Я проснулась под звоны 1941 года, потрясенная событиями прошлого вечера. Беседуя с миссис Грин о предстоящем приезде мужа, я пыталась отделить того, чья боль обнажилась, от того, кто возвратился домой. В разных мирах они были разными людьми. И все-таки я винила одного Натана за поступки, совершенные остальными двумя: так новый любовник неосторожным словом или жестом невольно воскрешает боль, причиненную прежним возлюбленным. Я уже говорила, что мой Натан был добр, но мог становиться холодным, когда злился. Мне не приходило в голову, что он мог разделиться между мирами – на мягкого Натана 1941 года, чьи грешные увлечения не омрачали его любви ко мне, и холодного Натана 1918 года, чья измена была отражением его бурной ревности. Каждый из них причинял мне боль той или иной силы, каждый в какой-то мере любил меня и ссорился со мной, и все же, на мой взгляд, они были одним человеком. Оба оставались Натаном, которого я любила.
Конечно, по этой логике, мы все втроем должны были быть одной женщиной: та, которая забыла о нем из-за смерти брата; та, что вся ушла в материнство и перестала быть женой; та, которая вынашивала чужого ребенка. Сама я совершила только один из этих проступков. И все же, если рассуждать так, меня нужно было судить за всех трех – как судят заговорщиков, покрывающих друг друга.
Натану, который по-прежнему пользовал солдат в Форт-Диксе, разрешили вернуться домой на одну ночь, чтобы попрощаться с семьей перед отплытием в Европу. До его приезда оставалась еще неделя, и Фи начал готовиться к этому событию вместе с дядей Иксом – поскольку Феликс действительно переехал к нам и спал на диванчике, который миссис Грин перетащила в комнату Фи.
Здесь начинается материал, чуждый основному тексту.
Issue #1512, opened 2025-02-06
[Feature] Extend `EXECUTION_MODE.AIRFLOW_ASYNC` for `dbt-snowflake` adapter


pankajkoti:
### Description

Continuing the work introduced in Cosmos 1.7 to support executing dbt project resources in a deferrable fashion using Airflow provider operators, this feature aims to extend EXECUTION_MODE.AIRFLOW_ASYNC to the dbt-Snowflake adapter.

Initially, this approach was implemented for BigQuery and refined through PRs [#1474](https://github.com/astronomer/cosmos/pull/1474) and [#1483](https://github.com/astronomer/cosmos/pull/1483) to ensure robustness. The next step is to explore how we can extend this functionality to Snowflake, leveraging its capabilities to execute dbt models asynchronously while integrating seamlessly with Airflow’s deferrable operators.

Explore how we can utilize existing deferrable operators from the Apache Airflow Snowflake provider or astronomer-providers. If suitable operators are unavailable, consider adding the necessary components to the Cosmos codebase to enable deferrable execution efficiently and accelerate development.

### Use case/motivation

This enhancement will improve efficiency, reduce resource consumption, and provide users with a more scalable and optimized way to run dbt projects on Snowflake within Airflow.

### Are you willing to submit a PR?

- [ ] Yes, I am willing to submit a PR!

jroach-astronomer:
@pankajkoti, do you mind assigning this issue to me? Thanks!

pankajkoti:
@jroach-astronomer assigned to you :)

jroachgolf84:
Hey all - I am starting to chip away at this PR, and I have a few questions. In https://github.com/astronomer/cosmos/pull/1474, we've mocked the `BigQueryConnectionManager.execute` method by returning a `BiqQueryAdapterResponse` and an `empty_table`. Why is the case?

In Snowflake, there is no `SnowflakeAdapterResponse`. Instead, I've used the `AdapterResponse`, and mocked the SnowflakeConnectionManager.execute` method. Thoughts?

tatiana:
Great progress, @jroach-astronomer !

> Hey all - I am starting to chip away at this PR, and I have a few questions. In https://github.com/astronomer/astronomer-cosmos/pull/1474, we've mocked the BigQueryConnectionManager.execute method by returning a BiqQueryAdapterResponse and an empty_table. Why is the case?

[...]

PR #1650, opened 2025-03-31
Extend `EXECUTION_MODE.AIRFLOW_ASYNC` for `dbt-snowflake` adapter

ghost:
## Description

Draft PR for extended the `EXECUTION_MODE.AIRFLOW_ASYNC` for the `dat-snowflake` adapter.

## Related Issue(s)

addresses: #1512

## Breaking Change?

Will confirm once PR is reviewed.

## Checklist

### DIFF
--- a/cosmos/operators/_asynchronous/snowflake.py
+++ b/cosmos/operators/_asynchronous/snowflake.py
@@ -59,11 +59,9 @@ def _configure_snowflake_async_op_args(async_op_obj: Any, **kwargs: Any) -> Any:
         raise CosmosValueError("Keyword argument 'sql' is required for Snowflake Async operator.")
 
     async_op_obj.sql = sql
-
     return async_op_obj
 
 
-# This is no longer a SnowflakeOperator, meaning the SQLExecuteQueryOperator needs to be used.
 class DbtRunAirflowAsyncSnowflakeOperator(SnowflakeSqlApiOperator, AbstractDbtLocalBase):  # type: ignore[misc]
     template_fields: Sequence[str] = ("compiled_sql", "freshness")
     template_fields_renderers = {"compiled_sql": "sql", "freshness": "json"}
@@ -145,7 +143,6 @@ class DbtRunAirflowAsyncSnowflakeOperator(SnowflakeSqlApiOperator, AbstractDbtLo
                 "The `profile_config.profile`_mapping attribute must be defined to use `ExecutionMode.AIRFLOW_ASYNC`"
             )
 
-        # self.gcp_project = profile["project"]  # This should only needed for BigQuery
         self._refresh_template_fields(context=context, session=session)
 
 
--- a/cosmos/dataset.py
+++ b/cosmos/dataset.py
@@ -35,7 +35,6 @@ def get_dataset_alias_name(dag: DAG | None, task_group: TaskGroup | None, task_i
     return "__".join(identifiers_list)
 
 
-# TODO: This should live somewhere else...
 def configure_datasets(operator_kwargs: dict[str, Any], task_id: str) -> None:
     """
     Sets the outlets for the operator by creating a DatasetAlias.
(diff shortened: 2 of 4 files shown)


jroach-astronomer:
@tatiana, @pankajkoti, do you mind taking a look at this PR? This is only a draft, and I don't actually have something that's running. However, I want to make sure that I'm on the right track.

I'm also running into the following (see below). Any idea what that might be?

```
Compilation Error
  agate.mapped_sequence.MappedSequence object has no element 1
  > in macro list_relations_without_caching (macros/adapters/metadata.sql)
  > called by <Unknown>
```

cosmos/operators/_asynchronous/base.py
```diff
@@ -34,7 +39,70 @@ def _create_async_operator_class(profile_type: str, dbt_class: str) -> Any:
...
+    dag_id = operator_kwargs.get("dag")
+    task_group_id = operator_kwargs.get("task_group")
+    operator_kwargs["outlets"] = [
+        DatasetAlias(name=get_dataset_alias_name(dag_id, task_group_id, task_id))
+    ]  # type: ignore
+
+    return operator_kwargs
+
+
+def get_remote_sql(async_context: dict[str, Any], project_dir: str) -> str:
```
pankajkoti, line 63: It might make sense to move this method to the `io` module https://github.com/astronomer/astronomer-cosmos/blob/main/cosmos/io.py and re-use everywhere (refactoring in BigQuery can be a separate PR), but for now, we could at least add this method there

cosmos/operators/_asynchronous/snowflake.py
```diff
@@ -0,0 +1,154 @@
...
+    sql = kwargs.get("sql")
+
+    if not sql:
+        raise CosmosValueError("Keyword argument 'sql' is required for Snowflake Async operator.")
+
+    async_op_obj.sql = sql
+    return async_op_obj
+
+
+# This is no longer a SnowflakeOperator, meaning the SQLExecuteQueryOperator needs to be used. Does this make this
```
pankajkoti, line 64: Is this comment relevant. I see we're already using the SnowflakeSqlApiOperator which seems to have the deferrable support.

pankajkoti (commented):
The implementation and approach look solid to me, @jroach-astronomer, and align well with the direction we’re heading 👏🏽 

on the error you're seeing, can you provide more details on when and where you're getting this error (is it while running the DAG or during parsing)? any additional traceback that you see?

cosmos/operators/_asynchronous/snowflake.py
```diff
@@ -0,0 +1,154 @@
...
+    @provide_session
+    def _store_template_fields(self, context: Context, session: Session = NEW_SESSION) -> None:
+        if not settings.enable_setup_async_task:
+            self.log.info("SQL cannot be made available, skipping registration of compiled_sql template field")
+            return
+
+        sql = get_remote_sql(async_context=self.async_context, project_dir=self.project_dir).strip()
+
+        self.log.debug("Executed SQL is: %s", sql)
+        self.compiled_sql = sql  # TODO: What is this being used for?
```
pankajkoti, line 143: This is a templated field for the class and it gets showed in the UI (task details rendered fields section) for the users to see what SQL query was being executed as part of the task run

pankajkoti (commented):
The implementation and approach look solid to me, @jroach-astronomer, and align well with the direction we’re heading 👏🏽 

on the error you're seeing, can you provide more details on when and where you're getting this error (is it while running the DAG in the monkey-patched method or during DAG parsing)? any additional traceback that you see?

cosmos/operators/_asynchronous/snowflake.py
jroach-astronomer: Will change that, thanks!

jroach-astronomer:
> on the error you're seeing, can you provide more details on when and where you're getting this error (is it while running the DAG in the monkey-patched method or during DAG parsing)? any additional traceback that you see?

I am seeing this error when triggering the DAG (the first Task fails with this exception). When I run again, I'll provide more details.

Натан приехал в наш с Феликсом день рождения, и обстановка в доме приличествовала скорее молодежной вечеринке, чем побывке усталого военного врача. На кухне запахло тортами и печеньем, но все они подгорали. Наконец миссис Грин, отвечавшая за меню, объявила, что сама приготовит праздничную снедь. Феликсам осталось только наряжать себя и дом. Под жужжание швейной машинки миссис Грин они что-то сооружали у себя в комнате, повесив на двери плакат: Вход воспрещен! Только для Феликсов! (по приказу Комитета домашней обороны). Я не вмешивалась – лишь исправила губной помадой орфографические ошибки. Из комнаты доносилось непрерывное хихиканье.